Eventually a DVLA leaflet arrived, I rang and he/she was most embarrassed but the head of the dept had made her/him send the leaflet instead, as far as he/she was concerned though anyone would be waved on (off the record)

Look at it this way, how many RV's have been imported since the 60's? we have one attempted prosecution in 45 Yrs. No-one as ever had their insurance refused because of wrong licence.

Several people have had to take docs in on producers and never as there been a problem.

I think the really telling thing is that DVLA legal dept cannot show the relevant legislation, surely if it was there they should know?

There are a few threads here somewhere.

Having said all of the above, would it be a good idea to train and get _relevant_ licence regardless of whethor its needed legally?, I think it probably would. They are big and its a little different driving them.

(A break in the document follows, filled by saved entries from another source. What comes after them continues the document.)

PR #130, opened 2017-04-28
Add Pod/Node Labels metric

### LINKED ISSUE #108: kube_node_info should add node labels
We run several node pools and use labels to differentiate them (as well as taints). One node pool in particular is built to be a canary for future versions of our underlying OS. I'd like to be able to build an alert the fires if that node goes away (assumably because some change in the lower env causes it's kubelet to fail). 

Being able to to say sum(kube_node_info{mynodelabel="canary"}) == 0 would be awesome.

brancz:
Closes #108

@fabxc @mxinden

---
This change is [Reviewable](https://reviewable.kubernetes.io/reviews/kubernetes/kube-state-metrics/130)

### DIFF
--- a/pod.go
+++ b/pod.go
@@ -18,8 +18,9 @@ package main
 
 import (
 	"encoding/json"
- 	"fmt"
-	
+	"fmt"
+	"regexp"
+
 	"github.com/golang/glog"
 	"github.com/prometheus/client_golang/prometheus"
 	"golang.org/x/net/context"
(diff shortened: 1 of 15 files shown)


pod_test.go
```diff
@@ -468,29 +470,48 @@ func TestPodCollector(t *testing.T) {
...
+						Namespace: "ns1",
+						Labels: map[string]string{
+							"app": "example",
+						},
+					},
+					Spec: v1.PodSpec{},
+				},
+			},
+			want: metadata + `
+				kube_pod_labels{kube_label_app="example",namespace="ns1",pod="pod1"} 1
```
fabxc: Not prefixing the label names is unfortunately going to cause problems down the road – but maybe we can cut it down to just be `label_`. The metric itself is already prefixed with `kube_`.

brancz:
@fabxc adapted according to your comment and added an info and label metric for `Service`s.

fabxc:
👍

pod.go
```diff
@@ -179,6 +201,31 @@ func (pc *podCollector) Collect(ch chan<- prometheus.Metric) {
...
+	}
+	return labelKeys, labelValues
+}
+
+func sanitizeLabelName(s string) string {
+	return invalidLabelCharRE.ReplaceAllString(s, "_")
+}
+
+func podLabelsDesc(labelKeys []string) *prometheus.Desc {
+	return prometheus.NewDesc(
```
andyxning: @brancz It seems that prometheus will use `fqName`(`descPodLabelsName`) and `help`(`descPodLabels`) to uniquely define an metric. Once we first register it, the labels can be modified on the fly. Am i right?

andyxning: Any docs about this behavior?

brancz: This is actually just a validation that the go client library performs that we turned off. Metrics/time-series are _only_ identified by their unique label-set. The description registering was a premature validation attempt that is too hard of a validation in cases like this, although typically a correctly validation. So tl;dr yes you're right.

If you ask DVLA ask them for the law that backs their opinion.


----------



## 97022

Hi RVsteveo

As someone said earlier on you will get conflicting answers on this one!

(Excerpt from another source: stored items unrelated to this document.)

Issue #72, opened 2017-01-22
[feature-request] Add metrics from CronJobs


mikekap:
Most important for monitoring: last successful run time. Last run time, duration, overrun indication, etc would be awesome too :).

CronJobs are still in alpha though, so it might be good to wait for them to at least make it to beta.

fcantournet:
Might also be worth having the PodStatuses for Jobs ( for the number of failures )

jhorwit2:
Cronjobs are being promoted to beta in 1.6 https://github.com/kubernetes/features/issues/19

this would be super nice to have

igniting:
Is there any progress on this?

brancz:
I am currently not aware of anyone working on this, if anyone wants to grab it, go head! :slightly_smiling_face:

vdavidoff:
I have started working on exposing Job metrics. I have a dev build working, I think, though it hasn't been thoroughly tested to ensure there are no edge cases (or cases simply unlike the state of my test clusters) where the code blows up. I haven't started on the unit tests, either. I'm about to start looking at CronJobs to see what can/should be exposed there.

Quite frankly I'm sort of hacking at this. It's going well but if anyone is interested in reviewing code and/or helping write the unit tests, that'd be swell. Otherwise I'll try to get it all done. I'm working here: https://github.com/vdavidoff/kube-state-metrics

vdavidoff:
I have Job and CronJob metrics working. I think the metrics I'm exposing, and how I'm exposing them, makes sense, but feedback on that as well as coding choices etc. is most welcome. In fact I highly recommend it.

I can assure you that someone who is more familiar with the tests than I am will be much quicker at getting the _test files done. My plan is to do them as I have time, but I don't know how long that'll be, and I realize that nothing I have done will get merged until those are complete. Or, I assume that's the case, at least.

brancz:
@vdavidoff feel free to open a PR already, that exactly the situation what they're for :slightly_smiling_face:. Reviews aren't there to make anyone feel bad or unqualified, we can all learn from them and we can track progress a lot better. There is no need for it to be completely done, it's perfectly fine to be work in progress.

If you can't manage to finish the unit tests, but the rest of the implementation is more or less done, we may just pick it up from where you left off - no work is wasted work. Thanks a lot for your effort!

vdavidoff:
https://github.com/kubernetes/kube-state-metrics/pull/131

brancz:
Closed by #131

PR #131, opened 2017-05-02
Expose Job and CronJob metrics

vdavidoff:
This is meant to address https://github.com/kubernetes/kube-state-metrics/issues/72

These changes aren't as baked as I'd normally want them to be before submitting a PR, but I was encouraged to go ahead and submit by @brancz, so here you go. I can confirm that I am able to build and run this code, apparently without any issues.

I am not a golang programmer and admittedly sort of reverse engineered what I have done here. I based both of these new modules (perhaps the wrong term) on deployment.go. Aside from the missing test files, the things I know might need to change are:
* For metics that are statuses like "failed", or "succeeded", I am just exposing one metric with the value of 0 or 1 (~boolean) rather than exposing each condition twice with a "condition" field of "true" or "false" and a value that indicates if the condition is true. I saw the use of a "condition" field in some other metrics, but it just seems unnecessary. I realize there may be a good reason why I should have used a condition field instead.
* I am not exporting "info" metrics (e.g. kube_pod_info) because I don't think they're necessary, but I'm not opposed to adding those if I should.
* I used metric type Counter for values that are seconds since the epoch, because that seemed to make more sense to me than gauge, since the value will only ever increase.
* When cycling through Job conditions, the code assumes that it will only ever see a Failed or Complete condition, and if it does, it can safely make assumptions (i.e. if the first condition is Failed, it can assume the succeeded metric should be 0 and failed should be 1). I think this is safe, but I may not understand why it's not.
* I'm using the extractCreatedBy function that's defined in pod.go in my job.go. This feels kind of weird to me since one file's code is reaching into another's without any explicit pointer to the other file, but maybe I am just not used to golang.
* Following existing examples, the name of the Job would be exposed in the "job" field, but Prometheus exports its own "job" field related to the job that scraped the metrics, which would result in our Job field being named "exported_job". To avoid this I named our field "job_name".

Please let me know what you'd like to see change here, and I'll happily make those changes.

Thanks.

---
This change is [Reviewable](https://reviewable.kubernetes.io/reviews/kubernetes/kube-state-metrics/131)

### DIFF
--- a/collectors/cronjob.go
+++ b/collectors/cronjob.go
@@ -14,7 +14,7 @@ See the License for the specific language governing permissions and
 limitations under the License.
 */
 
-package main
+package collectors
 
 import (
 	"strconv"
@@ -125,6 +125,9 @@ func (jc *cronJobCollector) collectCronJob(ch chan<- prometheus.Metric, j v2batc
 		string(j.Spec.ConcurrencyPolicy))
 
 	addGauge(descCronJobStatusActive, float64(len(j.Status.Active)))
-	addCounter(descCronJobStatusLastScheduleTime, float64(j.Status.LastScheduleTime.Unix()))
 	addGauge(descCronJobSpecSuspend, boolFloat64(*j.Spec.Suspend))
+
+	if j.Status.LastScheduleTime != nil {
+		addCounter(descCronJobStatusLastScheduleTime, float64(j.Status.LastScheduleTime.Unix()))
+	}
 }
--- a/collectors/cronjob.go
+++ b/collectors/cronjob.go
@@ -17,8 +17,6 @@ limitations under the License.
 package collectors
 
 import (
-	"strconv"
-
 	"github.com/golang/glog"
 	"github.com/prometheus/client_golang/prometheus"
 	"golang.org/x/net/context"
@@ -32,7 +30,7 @@ var (
 	descCronJobInfo = prometheus.NewDesc(
 		"kube_cronjob_info",
 		"Info about cronjob.",
-		[]string{"namespace", "cronjob", "schedule", "starting_deadline_seconds", "concurrency_policy"}, nil,
+		[]string{"namespace", "cronjob", "schedule", "concurrency_policy"}, nil,
 	)
 	descCronJobStatusActive = prometheus.NewDesc(
 		"kube_cronjob_status_active",
@@ -47,6 +45,11 @@ var (
 	descCronJobSpecSuspend = prometheus.NewDesc(
 		"kube_cronjob_spec_suspend",
 		"Suspend flag tells the controller to suspend subsequent executions.",
+		[]string{"namespace", "cronjob"}, nil,
+	)
+	descCronJobSpecStartingDeadlineSeconds = prometheus.NewDesc(
+		"kube_cronjob_spec_starting_deadline_seconds",
+		"Deadline in seconds for starting the job if it misses scheduled time for any reason.",
 		[]string{"namespace", "cronjob"}, nil,
 	)
 )
@@ -88,6 +91,7 @@ func (dc *cronJobCollector) Describe(ch chan<- *prometheus.Desc) {
 	ch <- descCronJobStatusActive
 	ch <- descCronJobStatusLastScheduleTime
 	ch <- descCronJobSpecSuspend
+	ch <- descCronJobSpecStartingDeadlineSeconds
 }
 
 // Collect implements the prometheus.Collector interface.
@@ -112,17 +116,11 @@ func (jc *cronJobCollector) collectCronJob(ch chan<- prometheus.Metric, j v2batc
 		ch <- prometheus.MustNewConstMetric(desc, prometheus.CounterValue, v, lv...)
 	}
 
-	var startingDeadlineSeconds string
-	if j.Spec.StartingDeadlineSeconds == nil {
-		startingDeadlineSeconds = ""
-	} else {
-		startingDeadlineSeconds = strconv.FormatInt(*j.Spec.StartingDeadlineSeconds, 10)
+	if j.Spec.StartingDeadlineSeconds != nil {
+		addGauge(descCronJobSpecStartingDeadlineSeconds, float64(*j.Spec.StartingDeadlineSeconds))
 	}
 
-	addGauge(descCronJobInfo, 1,
-		j.Spec.Schedule,
-		startingDeadlineSeconds,
-		string(j.Spec.ConcurrencyPolicy))
+	addGauge(descCronJobInfo, 1, j.Spec.Schedule, string(j.Spec.ConcurrencyPolicy))
 
 	addGauge(descCronJobStatusActive, float64(len(j.Status.Active)))
 	addGauge(descCronJobSpecSuspend, boolFloat64(*j.Spec.Suspend))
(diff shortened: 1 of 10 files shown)


brancz:
> For metics that are statuses like "failed", or "succeeded", I am just exposing one metric with the value of 0 or 1 (~boolean) rather than exposing each condition twice with a "condition" field of "true" or "false" and a value that indicates if the condition is true. I saw the use of a "condition" field in some other metrics, but it just seems unnecessary. I realize there may be a good reason why I should have used a condition field instead.

As the Jobs status fields for failed, succeeded and active are actually different from the other condition metrics, they actually don't represent a true/false condition, but rather how many jobs of this kind are active or have failed/succeeded. So the way you currently expose them is perfect.

> I am not exporting "info" metrics (e.g. kube_pod_info) because I don't think they're necessary, but I'm not opposed to adding those if I should.

This is something you should add and remove the duplicate `created_by` label on the other metrics. This metric can then be joined onto the other metrics therefore adding the label when necessary, but not unnecessarily having the extra label on all metrics.

> I used metric type Counter for values that are seconds since the epoch, because that seemed to make more sense to me than gauge, since the value will only ever increase.

Sounds reasonable. Other than that metrics types are currently not handled in any special way in Prometheus (although this may change at some point).

> Following existing examples, the name of the Job would be exposed in the "job" field, but Prometheus exports its own "job" field related to the job that scraped the metrics, which would result in our Job field being named "exported_job". To avoid this I named our field "job_name".

> When cycling through Job conditions, the code assumes that it will only ever see a Failed or Complete condition, and if it does, it can safely make assumptions (i.e. if the first condition is Failed, it can assume the succeeded metric should be 0 and failed should be 1). I think this is safe, but I may not understand why it's not.

The goal of kube-state-metrics is to 100% reflect the state of the objects received from the Kubernetes API, therefore it would be better to leave out any additional logic that makes assumptions about what certain fields mean. Have a look at how node conditions are handled for example and you can pretty much copy that 1 to 1 for the possible conditions for Jobs.

> I'm using the extractCreatedBy function that's defined in pod.go in my job.go. This feels kind of weird to me since one file's code is reaching into another's without any explicit pointer to the other file, but maybe I am just not used to golang.

That is perfectly fine.

> Following existing examples, the name of the Job would be exposed in the "job" field, but Prometheus exports its own "job" field related to the job that scraped the metrics, which would result in our Job field being named "exported_job". To avoid this I named our field "job_name".

kube-state-metrics in many places overlaps with labels that people likely are adding to their targets, which is why we recommend running it with the `honor_labels` configuration in Prometheus, which does not override those, therefore this should actually be `job` instead of `job_name`.

---

Only a few comments, overall not a whole lot. Thanks a lot for your effort! Once you apply those comments and add some tests I think this should be good to merge. Thanks a again!

vdavidoff:
Thank you for the detailed feedback. I have pushed a commit that I think addresses everything you hit on, plus fixes a few bugs I found. Details are in the commit message.

At this point I think the new/remaining questions I have are:
* For values which may be missing (CronJob startingDeadlineSeconds, Job completionTime, Job activeDeadlineSeconds) I'm setting the label value to the string literal "<none>" if the value is missing, which I saw in some preexisting metrics. I don't know if that's always right.
* I folded CronJob completions, startTime and completionTime into kube_cronjob_info, but I wonder if there's an argument for having any of those (namely the times) be their own metrics.
* I have explicitly protected some potential nil pointer dereferences I discovered, but I wonder if there are any other references I'm making when populating metics that might be empty or missing and cause similar issues.

brancz:
> For values which may be missing (CronJob startingDeadlineSeconds, Job completionTime, Job activeDeadlineSeconds) I'm setting the label value to the string literal "" if the value is missing, which I saw in some preexisting metrics. I don't know if that's always right.

That's fine as Prometheus throws out empty labels.

> I folded CronJob completions, startTime and completionTime into kube_cronjob_info, but I wonder if there's an argument for having any of those (namely the times) be their own metrics.

Interesting idea, I'd ask @fabxc what he thinks here. Do you think it's worth having these as metrics to make them queryable?

> I have explicitly protected some potential nil pointer dereferences I discovered, but I wonder if there are any other references I'm making when populating metics that might be empty or missing and cause similar issues.

I'll give it a thorough code review once we solve all other points :slightly_smiling_face: .

> I wonder if CronJob lasteScheduleTime (kube_cronjob_status_last_schedule_time) should be folded into kube_cronjob_info

Either way we should be consistent with the other time values, so let's see what @fabxc has to say about the second point.

fabxc:
Timestamp metrics can make a lot of sense and do here too, I think. One could is it for alerts like

```
ALERT CronJobNotRunning
  IF time() - kube_cronjob_status_last_schedule_time > 3600 * 24
  ANNOTATIONS {
    description = "cron job {{ $labels.cronjob }} did not run in the last 24 hours"
  }
```

brancz:
So putting all timestamps for these in metric values is the way to go here. This will also need a rebase @vdavidoff due to recent restructuring, sorry about that. But generally looks sane!

vdavidoff:
Thanks. I have pushed another set of changes rebased against master.

vdavidoff:
..and 4realz. This PR should now be rebased and all up to date.

collectors/job.go
```diff
@@ -0,0 +1,169 @@
...
+	"k8s.io/client-go/pkg/api"
+	v1batch "k8s.io/client-go/pkg/apis/batch/v1"
+	"k8s.io/client-go/tools/cache"
+)
+
+var (
+	descJobInfo = prometheus.NewDesc(
+		"kube_job_info",
+		"Information about job.",
+		[]string{"namespace", "job", "parallelism", "completions", "active_deadline_seconds"}, nil,
```
brancz: parallelism, completions and active_deadline_seconds should be their own metrics

collectors/cronjob.go
```diff
@@ -0,0 +1,133 @@
...
+	"k8s.io/client-go/pkg/api"
+	v2batch "k8s.io/client-go/pkg/apis/batch/v2alpha1"
+	"k8s.io/client-go/tools/cache"
+)
+
+var (
+	descCronJobInfo = prometheus.NewDesc(
+		"kube_cronjob_info",
+		"Info about cronjob.",
+		[]string{"namespace", "cronjob", "schedule", "starting_deadline_seconds", "concurrency_policy"}, nil,
```
brancz: starting_deadline_seconds should be its own metric

vdavidoff:
There you go. Thanks.

brancz:
Alright, that all looks good! Now just some tests and it's good to go! All the other collectors are thoroughly tested, you can guide yourself with those. It should be pretty straight forward, but if not let me know and I can point you in the right direction.

vdavidoff:
FYI I have not dropped this, I have just been too busy to work on it.

brancz:
No worries @vdavidoff!

vdavidoff:
I have committed a first shot at the tests. To continue the frankness, let me state that I started with `deployment_test.go` and hacked my way forward. I may have inadvertently cargo-culted some stuff from `deployment_test.go`. Also, I think my tests are testing sufficient cases, but maybe you think I missed some.

brancz:
lgtm, huge thansk for taking care of this and thanks for baring with me!

vdavidoff:
Thanks!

When I was looking for an american RV some years back I loved the Gulfstream Voyager but in the end I went for a Damon Daybreak at under 7500kg even though I used to have a Class 1 HGV licence and have driven most vehicles up to 44 tonnes in the past. The main reason was that the DVLA guidance on licensing SPECIFICALLY states that ALL vehicles over 7500kg require a C1 licence to drive and also specifically includes motorhomes.

I know that some contributers often make the point that the DVLA do not make the law only interpret it but I would still have several reservations. Firstly, the police are more likely to refer to the DVLA guidance when making a decision on whether to prosecute and secondly, if expert opinion were called for in court again the DVLA are a likely source for such opinion.

It is not necessarily the case that you will be simply pulled over by the police and checked thoroughly but it could be that your vehicle is involved in a serious road accident and maybe even not of your making. The resulting investigations by the police accident investigation unit will, I assure you, be very comprehensive indeed and will include not only a thorough mechanical check but reference to the weight of the vehicle and your licence. Should this occur and your insurance company feel you were at fault for driving a vehicle you were not licenced to drive I wouldn't be surprised if they refused to pay out. In any case, I would check that your insurance company will insure you for the vehicle and get it in writing if they agree.

Another thought is that again, it isn't always the case that the police will pull you up believing that you are driving a vehicle you are not licenced to drive but there are often occasions when spot checks on caravans or motorhomes are carried out and these usually include weight checks on gross vehicle weight and axle weight loading. They will cross check the actual weights against the plated weight and your licence.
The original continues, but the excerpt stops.